* Task instructions
Copy out each line featuring the string "commits" from the entries beneath.

* Records for this exercise
=-=-=-=-=
PR #1750, opened 2021-04-01
Remove Electrum support

t-bast:
Electrum support was provided for mobile wallets, server nodes should always run a bitcoind node as this provides more control (especially for utxo management for anchor outputs channels).

Since wallets will use https://github.com/acinq/eclair-kmp instead of eclair, we can now remove Electrum and API fee providers from eclair.

10k lines of code removed, it's quite a feat! Eclair is now down to ~30k lines of code ;)


eclair-core/src/main/scala/fr/acinq/eclair/blockchain/WatcherTypes.scala
```diff
@@ -43,7 +43,7 @@ sealed trait Watch {
  *
  * @param replyTo         actor to notify once the transaction is confirmed.
  * @param txId            txid of the transaction to watch.
- * @param publicKeyScript when using electrum, we need to specify a public key script; any of the output scripts should work.
+ * @param publicKeyScript output script of any of the transaction's outputs.
```
t-bast, line 46: Should I completely remove these fields? They were only necessary for Electrum.

eclair-core/src/main/resources/reference.conf
```diff
@@ -20,7 +20,7 @@ eclair {
   // override this with a script/exe that will be called everytime a new database backup has been created
   # backup-notify-script = "/absolute/path/to/script.sh"
 
-  watcher-type = "bitcoind" // other *experimental* values include "electrum"
+  watcher-type = "bitcoind"
```
pm47, line 23: We could remove this. Will we add a new watcher type in a near future?

eclair-core/src/main/scala/fr/acinq/eclair/blockchain/WatcherTypes.scala
pm47: I think yes.

t-bast: Done in https://github.com/ACINQ/eclair/pull/1750/commits/447cba4187a56c7d974c73feb3e533d8f7369708

eclair-core/src/main/resources/reference.conf
t-bast: Agreed, we can remove it. I don't think we'll support a new watcher type in the near future.

t-bast: Done in https://github.com/ACINQ/eclair/pull/1750/commits/9771ce6d4868ac7955f6d338dc9f70779d523f88

pm47 (approved):

pm47 (approved):

PR #1754, opened 2021-04-02
Make signing payment requests faster

sstone:
There was a much more efficient method to compute the pukey recovery id that was not used.


eclair-core/src/main/scala/fr/acinq/eclair/payment/PaymentRequest.scala
```diff
@@ -108,7 +108,7 @@ case class PaymentRequest(prefix: String, amount: Option[MilliSatoshi], timestam
    */
   def sign(priv: PrivateKey): PaymentRequest = {
     val sig64 = Crypto.sign(hash, priv)
-    val (pub1, _) = Crypto.recoverPublicKey(sig64, hash)
+    val pub1 = Crypto.recoverPublicKey(sig64, hash, 0.toByte)
```
pm47, line 111: This would be less confusing I think?

```suggestion
    // in order to tell what the recovery id is, we actually recover the pubkey ourselves and compare it to the real one
    val pub0 = Crypto.recoverPublicKey(sig64, hash, 0.toByte)
```

pm47 (approved):

t-bast (approved):
Nice, we indeed dived a bit into it when doing the `signMessage` API but didn't think to change it here.

PR #1242, opened 2020-05-07
add new ccd columns to envelope table

mdayican:

https://tools.hmcts.net/jira/browse/BPS-1191

### Change description ###

add new ccd columns to envelope table
ccdId is long but we prefer to save as varchar. ?!?

```
[ ] Yes
[x] No
```


src/main/resources/db/migration/V053__Add_ccd_id_and_action_to_envelopes.sql
```diff
@@ -0,0 +1,3 @@
+ALTER TABLE envelopes
+  ADD COLUMN ccdId VARCHAR(50) NULL,
```
apereverzin, line 2: If the value is long, shouldn't the column type be bigint?

mdayican: that is the question, Leszek recommended it and I agreed it might be better.

rkondratowicz: it's an external ID, safer to have it as varchar

src/main/resources/db/migration/V053__Add_ccd_id_and_action_to_envelopes.sql
```diff
@@ -0,0 +1,3 @@
...
+  ADD COLUMN envelopeCcdAction VARCHAR(50) NULL;
```
rkondratowicz, line 3: new line character please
=-=-=-=-=
* Written response
t-bast: Done in https://github.com/ACINQ/eclair/pull/1750/commits/447cba4187a56c7d974c73feb3e533d8f7369708
t-bast: Done in https://github.com/ACINQ/eclair/pull/1750/commits/9771ce6d4868ac7955f6d338dc9f70779d523f88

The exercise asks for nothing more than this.